Wenn du die Lüfter mitreinigen willst, kannst du die Ausbauen (was bei GPU und Netzteil i.d.R.schwer geht und mit Garantieverlust verbunden ist).

Ansonsten nimmste dir nen Tesafilm zur Hand und bepst die Dinger fest, so dass sich da nix mehr drehen kann. Solange du nicht mit nem Wingkanal deinen Rechner auspustest sollte das denen relativ egal sein, wo du die festmachst. (off-topic: Wäre mal ne Idee  Massen-PC-Reinigung im Windkanal, kennt da wer ne Uni die sowas hat? ) Je nachdem wie viele Hände du frei hast, kannst du die auch einfach so festhalten. Die Lüfter im NT könntest du z.B. mit nem Schaschlik-Spies festhalten (natürlich nur den Lüfter blockieren und nicht deine Hardware auspießen, außerdem würde ich davor das Netzteil ausgesteckt haben, ggf dann nochmal den Startknopf drücken, damit der Reststrom verbraucht wird, der noch in den Kondensatoren ist und dann sollte das mit dem NT kein Problem sein.

Ob das an sich schädlich ist, dass am Board durch Induktion (beim Drehen der Lüfter) eine Spannung anliegt und ob die überhaupt groß genug ist, dass da irgendwas kaputt gehen kann, kann ich dir nicht sagen.


----------



## Wortakrobat (22. Januar 2013)

*AW: PC vom Staub säubern - Gebläse?*

...und zum Thema statische Aufladung: Fass deine Heizung an, dann bist du geerdet. Um das vorherige mal zu vervollständigen....


----------



## Sunjy (22. Januar 2013)

*AW: PC vom Staub säubern - Gebläse?*

Also ich habe von Dirt Devil einen kleinen Handsauger den kann man Quasi umdrehen damit er als kleiner Kompressor fungiert.
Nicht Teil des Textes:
PR #1659, opened 2022-12-06
Add support for custom actions to Banner

nishasy:
## Summary:
Sometimes the actions need more stuff than the current
implementation allows them to do (for example: button
with spinner, button with beforeNav).

Here, Banner actions can now have custom actions using
the "custom" type with a node passed in.

Issue: none

## Test plan:
http://localhost:6061/?path=/docs/banner--with-mixed-actions

yarn jest packages/wonder-blocks-banner/src/components/__tests__/banner.test.js

image

### DIFF
--- a/packages/wonder-blocks-banner/src/components/__docs__/banner.stories.js
+++ b/packages/wonder-blocks-banner/src/components/__docs__/banner.stories.js
@@ -417,15 +417,17 @@ export const WithCustomAction: StoryComponentType = () => (
 
 WithCustomAction.parameters = {
     docs: {
-        storyDescription: `There are a number of other props that
-            Buttons and Links may have that are not currently supported by
-            the \`actions\` prop in Banner. These would require the use of
-            custom actions. If it absolutely necessary to have a custom
-            action, it can be done by passing in an object into the \`actions\`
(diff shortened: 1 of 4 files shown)


packages/wonder-blocks-banner/src/components/__docs__/banner.stories.js
```diff
@@ -393,6 +393,83 @@ WithDismissal.parameters = {
...
+        ]}
+    />
+);
+
+WithCustomAction.parameters = {
+    docs: {
+        storyDescription: `There are a number of other props that
+            Buttons and Links may have that are not currently supported by
+            the \`actions\` prop in Banner. These would require the use of
+            custom actions. If it absolutely necessary to have a custom
```
jandrade, line 423: **suggestion:** Even that you mention here that this can be done (if necessary), I feel that it would be important to state as the first phrase that this is discouraged (unless it's the last resource - not sure about the exact wording about that). wdyt?

nishasy: How about this?

image

lillialexis (approved):
Yeah, love it!

PR #1661, opened 2022-12-07
Fix the text of a popover story button

aag:
## Summary:
Previously, the button that opens the popover in the "Popover With
initialFocusId" story referenced a "Next" button in the popover, which
doesn't exist. This commit changes the button text to reference the "It
is focused!" button, which does exist.

Issue: none

## Test plan:
- Run `npm run start:storybook`.
- View the Popover > Popover > With initialFocusId story.
- Verify that the button says: Open with initial focus on the "It is
  focused!" button.
- Click the button.
- Verify that the "It is focused!" button in the popover has focus.

Before change:
popover_before_change

After change:
popover_after_change

### DIFF
--- a/.changeset/chilled-pens-fetch.md
+++ b/.changeset/chilled-pens-fetch.md
@@ -1,0 +1,5 @@
+---
+"@khanacademy/wonder-blocks-popover": patch
+---
+
+Fix button text in the Popover With initialFocusId Storybook story
--- a/.changeset/chilled-pens-fetch.md
+++ b/.changeset/chilled-pens-fetch.md
@@ -1,5 +1,2 @@
 ---
-"@khanacademy/wonder-blocks-popover": patch
 ---
-
-Fix button text in the Popover With initialFocusId Storybook story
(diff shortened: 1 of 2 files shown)


.changeset/chilled-pens-fetch.md
```diff
@@ -0,0 +1,5 @@
+---
+"@khanacademy/wonder-blocks-popover": patch
+---
+
+Fix button text in the Popover With initialFocusId Storybook story
```
jandrade, line 5: Could you please change this file to have an empty message?

The short answer is that Storybook/Test only changes shouldn't be generating a new version of the WB package as this is not affecting the bundle that is later downloaded in webapp. This allow us to avoid publishing changes that are not required in npm.

```suggestion
---
---
```

jandrade: Apologies for not mentioning this before. We are planning to revamp the WB contribution docs in Confluence sometime in January or February to make all of these clearer.

PR #1662, opened 2022-12-13
Fix banner stories options

nishasy:
## Summary:
There was an error and the dropdown was glitching whenever
selecting something from the `actions` or `onDismiss` dropdown
in the props panel for Banner.

This is fixed by adding `Object.keys` for the `options` field
and adding a `mapping` field.

Issue: https://khanacademy.atlassian.net/browse/WB-1455

## Test plan:
- Go to http://localhost:6061/iframe.html?args=kind:success;layout:floating&id=banner--default&viewMode=story
- Open the console
- Confirm there are no errors
- Go to http://localhost:6061/?path=/story/banner--default
- Open the console
- Change the dropdown values for `actions` and `onDismiss`
- Confirm that does no cause any errors


packages/wonder-blocks-banner/src/components/__docs__/banner.argtypes.js
```diff
@@ -60,7 +60,8 @@ export default {
         description: `Links or tertiary Buttons that appear to the right of the
             text.\n\nThe ActionTrigger must have either an onClick or an href
             field, or both.`,
-        options: actionsMappings,
+        options: (Object.keys(actionsMappings): Array<React.Node>),
```
jandrade, line 63: It looks like there's a flow error here.

jandrade (approved):
Looks great! thanks for fixing this 💯

PR #1664, opened 2022-12-19
Adds an "opened" prop to make Tooltips controllable by their parent.

handeyeco:
## Summary:
I copied the "controlled by parent" logic from Popover to make Tooltip optionally controllable.

Issue: WB-1411

## Test plan:
- added unit tests
- added a story to try out the functionality

I wanted to add better tests, but I had a little trouble with RTL (I think because of Portals) and I don't know Enzyme very well. I was trying to something like the following example. I never got it to work so I thought maybe someone could give me feedback if they thought it was important.

``` JS
        test("can be closed programmatically", async () => {
            // Arrange
            function StatefulTooltipWrapper({children}) {
                const [opened, setOpened] = React.useState(false);
                console.log(opened);

                return children(opened, setOpened);
            }

            const buttonRef = await new Promise((resolve) => {
                const nodes = (
                    <StatefulTooltipWrapper>
                        {(opened, setOpened) => (
                            <View>
                                <Tooltip
                                    id="tooltip"
                                    content="Content"
                                    opened={opened}
                                >
                                    Anchor
                                </Tooltip>
                                <button
                                    ref={resolve}
                                    onClick={() => setOpened(!opened)}
                                >
                                    Toggle
                                </button>
                            </View>
                        )}
                    </StatefulTooltipWrapper>
                );
                mount(nodes);
            });

            const node = (ReactDOM.findDOMNode(buttonRef): any);
            node && node.click();
            jest.runOnlyPendingTimers();

            // Act
            // Flow doesn't like jest mocks
            // $FlowFixMe[prop-missing]
            const result = TooltipBubble.mock.instances[0].props["children"];

            // Assert
            expect(result).toMatchSnapshot(
                `Similar to <TooltipContent>Content</TooltipContent>`,
            );
        });
```


packages/wonder-blocks-tooltip/src/components/__tests__/tooltip.test.js
```diff
@@ -399,4 +399,54 @@ describe("Tooltip", () => {
             });
         });
     });
+
+    describe("Controlled", () => {
```
kevinbarabash, line 403: I can convert these tests cases to use `@testing-library` whenever I get around to landing my PR.

kevinbarabash (approved):
LGTM.  Thanks for adding this prop to `Tooltip`.  There's a failing test that will need to be fixed before this can be landed.

packages/wonder-blocks-tooltip/src/components/__docs__/tooltip.stories.js
```diff
@@ -262,6 +262,40 @@ TooltipOnButtons.parameters = {
...
+            <Tooltip
+                content="You opened the tooltip with a button"
+                opened={opened}
+            >
+                tooltip
+            </Tooltip>
+            <Button onClick={() => setOpened(!opened)}>{buttonText}</Button>
+        </View>
+    );
+};
```
kevinbarabash, line 283: I had a look at this story in Chromatic and I think it would be better to start the story with `opened` set to `true`.

handeyeco:
The test was unrelated to my changes; they resulted in a year change.

1. The test was expecting that typing `"20"` would autocomplete to `"2022"` in the birthday picker. However it's 2023 now.
2. Also the birthday picker doesn't allow for future dates, so changing `"2022"` to the current year wasn't enough since the month was July (so the test was inputting `"2023-07-05"` which is the future).

I figured the safest thing to do was to just use last year instead.

kevinbarabash (approved):
LGTM.  This is good to go now.

PR #1665, opened 2022-12-20
Update tooltip.test.js to use @testing-library

kevinbarabash:
## Summary:
We'd like to use @testing-library for all of our tests eventually so that we can start using hooks in wonder-blocks (enzyme doesn't support them).  This PR updates only one of the test suites in wonder-blocks-tooltip.  I've removed some of the tests that were checking the rendering of 'title' and 'content' b/c they didn't seem particularly high-value especially now that we're using Chromatic to do snapshot tests of this component.

Issue: None

## Test plan:
- let the tests run on CI


jandrade (approved):
LGTM! thanks for porting this to RTL. 💯 

The only remaining part is to include the empty changeset before landing (`yarn changeset --empty`).

packages/wonder-blocks-tooltip/src/components/__tests__/tooltip.test.js
```diff
@@ -32,234 +32,144 @@ describe("Tooltip", () => {
...
-                `Similar to <HeadingSmall>Title</HeadingSmall>`,
-            );
-            expect(result.props["children"]).toMatchSnapshot(
-                `Similar to <HeadingSmall>Some custom content</HeadingSmall>`,
-            );
+            expect(tooltip).toBeInTheDocument();
         });
 
-        test("with title, overrides title of TooltipContent", async () => {
+        it("should show the tooltip on focusin", async () => {
```
handeyeco, line 74: This has the same name as the previous test. Maybe "closes tooltip on unhover"?

packages/wonder-blocks-tooltip/src/components/__tests__/tooltip.test.js
```diff
@@ -32,234 +32,144 @@ describe("Tooltip", () => {
...
+                    <Tooltip title="Title" content="Content">
+                        <View>Anchor</View>
+                    </Tooltip>
+                </View>,
+            );
+
+            const node = screen.getByText("Anchor");
+            userEvent.hover(node);
+            jest.runOnlyPendingTimers();
+            userEvent.unhover(node);
```
handeyeco, line 87: We've been talking about this in Perseus. In this test, do you think we should assert that the tooltip shows before asserting that it disappears? There's been conversation about whether you should have that assertion in the "disappears" test or whether it's enough that the preceding test is asserting that the thing shows.

I worry about false positives (ie "it's not in the document, not because it left the DOM, but because it never appeared"), but obviously the previous test would catch this.

handeyeco (approved):
Thank you again for looking at this!

kevinbarabash:
@jandrade I'm not sure why the chromatic screenshots changed.

kevinbarabash:
I self approved the Chromatic changes.  It was a couple of tooltips that were shifted horizontally a bit a partially missing hair-line.

PR #1666, opened 2022-12-20
Remove manual pre-publish script

jandrade:
## Summary:
We moved from manual releases to automated releases some time ago (using
changesets).

Looking at the code, I noticed that we never cleaned up the pre-publish
manual script completely. In this PR, I remove the script and the
related dependencies.

Issue: XXX-XXXX

Test plan:

Verify that all the checks still pass.


utils/publish/pre-publish-check.js
```diff
@@ -1,76 +0,0 @@
...
-        let warnings = false;
-
-        for (const pkgPath of pkgPaths) {
-            const pkgJson = require(path.relative(__dirname, pkgPath));
-
-            checkPublishConfig(pkgJson);
-            checkPackageMain(pkgJson);
-            checkPackageModule(pkgJson);
-            checkPackageSource(pkgJson);
-            warnings = checkPackagePrivate(pkgJson);
```
kevinbarabash, line 44: Does our `changeset` setup do these checks for us?

kevinbarabash (approved):
LGTM.  Thanks for cleaning this up. 🎉

utils/publish/pre-publish-check.js
jandrade: Kinda... we have a separate `pre-publish-check-ci.js` file that was created for that case, but I probably forgot to remove this non-ci file (that was the previous way we used to do releases).

PR #1667, opened 2022-12-20
WB-1344: Fix tertiary button underlines

jandrade:
## Summary:
This fixes the underline on tertiary buttons:
- The underline was not being applied to the button when it was
disabled+focused.
- The `pressed` state was not being applied to the button properly. This
  fix now applies the `1px` border to the button when it is pressed.

Issue: WB-1344

## Test Plan:

Navigate to the Button stories and verify that all the tertiary buttons
work as expected. This means:

1. The tertiary+disabled+focused button should include an underline of
   1px (grayed out).
2. The tertiary+pressed button should display an underline of 1px as
   well.

https://user-images.githubusercontent.com/843075/208765748-4819c8c0-083e-4a44-a30d-6ab1cb499a12.mov


packages/wonder-blocks-button/src/components/button-core.js
```diff
@@ -381,14 +380,26 @@ const _generateStyles = (color, kind, light, iconWidth, size) => {
...
                 color: light ? fadedColor : offBlack32,
                 cursor: "default",
+                ":focus": {
+                    ":after": {
+                        content: "''",
+                        position: "absolute",
+                        height: 2,
+                        width: `calc(100% - ${iconWidth}px)`,
+                        right: 0,
+                        bottom: `calc(50% - 11px)`,
```
kevinbarabash, line 398: **question:** could we do `bottom: -1` here as well so that it's consistent with the `active` style?

kevinbarabash (approved):
LGTM.  Thanks for fixing this issue. 🎉

packages/wonder-blocks-button/src/components/button-core.js
jandrade: ahh good question. I tried to do that originally, but the issue is that in that case the underline is applied to the `button` instead of the internal `span`, so the line is shown too far from the `span` element. Note that this is a specific case for `tertiary` buttons. I'll add a comment there to explain all of this.

PR #1668, opened 2022-12-20
Updated aria-roles

drewkiimon:
## Summary:
- Created funky script to scrape roles without manually inputting them
- Updated `roles` in associated file

 Scrape roles by using terminal
```
    const getAriaRoles = () => {
        const nodes = document.querySelectorAll("#index_role .role-reference");

        let roles = [];
        for (let i = 0; i <= nodes.length - 1; i ++) {
            roles.push(nodes[i].innerHTML);
        }

        roles = roles.map((value) => value.substring(6, value.indexOf("</code>")));
        roles = [...new Set(roles)].sort();
        return '\'' + roles.join('\'|\'') + '\'';
    }

    copy(getAriaRoles())
```

Issue: none

## Test plan:
- N/A


drewkiimon:
@jandrade A lot of automated tests here compared to Webapp. Let me know what you think! I put in the script that I used to grab the values.

jandrade:
@drewkiimon This PR check is failing: https://github.com/Khan/wonder-blocks/actions/runs/3751292386/jobs/6387567301

One reason might be the comment script you added, but I'm not fully sure about it.

jandrade:
Update: It looks like merging `main` would fix that issue.

packages/wonder-blocks-core/src/util/types.js
```diff
@@ -11,31 +11,54 @@ export type StyleType =
...
+            roles.push(nodes[i].innerHTML);
+        }
+
+        roles = roles.map((value) => value.substring(6, value.indexOf("</code>")));
+        roles = [...new Set(roles)].sort();
+        return '\'' + roles.join('\'|\'') + '\'';
+    }
+
+    copy(getAriaRoles())
+*/
```
jandrade, line 31: This is great! but I feel this would be better having it in the PR description instead of the code itself.

drewkiimon:
Thanks for the PR @jandrade ! I removed the comment and put it into this PR instead, and merged `main` into my branch.

packages/wonder-blocks-core/src/util/types.js
```diff
@@ -16,26 +16,31 @@ type roles =
     | "alertdialog"
     | "application"
     | "article"
+    | "articles"
```
jandrade, line 19: This role `articles` does not exist.

```suggestion
```

packages/wonder-blocks-core/src/util/types.js
```diff
@@ -16,26 +16,31 @@ type roles =
...
     | "banner"
     | "button"
+    | "cell"
     | "checkbox"
     | "columnheader"
     | "combobox"
-    | "command" // abstract role
+    | "command"
```
jandrade, line 26: Could you please leave this line as it was before? I think it's important to state that this is an abstract role and it shouldn't be included in any custom implementation.

`| "command" // abstract role`

> Abstract roles are used for the ontology. Authors MUST NOT use abstract roles in content.

More about it here: https://www.w3.org/TR/wai-aria/#abstract_roles
https://www.w3.org/TR/wai-aria/#isAbstract

packages/wonder-blocks-core/src/util/types.js
```diff
@@ -16,26 +16,31 @@ type roles =
...
     | "complementary"
-    | "composite" // abstract role
+    | "composite"
```
jandrade, line 28: Same here:

```suggestion
    | "composite" // abstract role
```

packages/wonder-blocks-core/src/util/types.js
```diff
@@ -16,26 +16,31 @@ type roles =
...
     | "form"
     | "grid"
     | "gridcell"
     | "group"
     | "heading"
     | "img"
-    | "input" // abstract role
-    | "landmark" // abstract role
+    | "input"
+    | "landmark"
```
jandrade, line 43: Here too... `... // abstract role`.

packages/wonder-blocks-core/src/util/types.js
```diff
@@ -50,40 +55,44 @@ type roles =
...
     | "navigation"
+    | "none"
     | "note"
     | "option"
     | "presentation"
     | "progressbar"
     | "radio"
     | "radiogroup"
-    | "range" // abstract role
+    | "range"
```
jandrade, line 65: same here: 
```suggestion
    | "range" // abstract role
```

packages/wonder-blocks-core/src/util/types.js
```diff
@@ -50,40 +55,44 @@ type roles =
...
     | "region"
-    | "reletype" // abstract role
+    | "roletype"
```
jandrade, line 67:
```suggestion
    | "roletype" // abstract role
```

jandrade (changes requested):
Thanks for working on this. Requesting changes to revert some of the lines that were updated and mainly to remove an invalid role (`articles`).

kevinbarabash:
This is superseded by #1780.  It uses React's `AriaRole` type.  Please note that that type does not include abstract roles like `landmark`, but it does allow any string to be use.  See https://github.com/DefinitelyTyped/DefinitelyTyped/blob/master/types/react/v16/index.d.ts#L1741-L1811 for the full definition of the `AriaRole`.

Gibt auch einen Passenden Düsenaufsatz dafür. das ding kostet 20 Euro und hat echt Power. ich stell mein PC immer auf dem Balkon und dann mit dem Teil alles schön ausblasen. Funktinoert super und dauert 3 Minuten.


----------



## Mastermind83 (22. Januar 2013)

*AW: PC vom Staub säubern - Gebläse?*

Ich benutze Druckluft aus der Dose so lange an der Kiste  nicht geraucht wird kan man damit probemlos den Rechner sauber machen .


----------



## Abductee (22. Januar 2013)

*AW: PC vom Staub säubern - Gebläse?*

Druckluft aus der Dose ist sehr praktisch, nur leider auch sehr teuer.
Hab das am Anfang auch gemacht, alle zwei Monate eine Dose war mir aber zu viel Geld.


----------



## ikomiko (27. Januar 2013)

*AW: PC vom Staub säubern - Gebläse?*

Staubsauger ist auch ne gute idee, Fön usw..


----------



## Mastermind83 (28. Januar 2013)

*AW: PC vom Staub säubern - Gebläse?*

Druckluft Dose Teuer naja ich bezahle dafür grad mal 1,50


----------



## pcare (28. Januar 2013)

*AW: PC vom Staub säubern - Gebläse?*

Ne ich benute immer staubsauger ist auch nix passiert, bis jetzt


----------



## Abductee (28. Januar 2013)

*AW: PC vom Staub säubern - Gebläse?*



Mastermind83 schrieb:


> Druckluft Dose Teuer naja ich bezahle dafür grad mal 1,50


Quelle/Link?


----------



## Andy188 (8. Februar 2013)

*AW: PC vom Staub säubern - Gebläse?*



Mastermind83 schrieb:


> Druckluft Dose Teuer naja ich bezahle dafür grad mal 1,50


 
 Kannst du mir sagen welche?


----------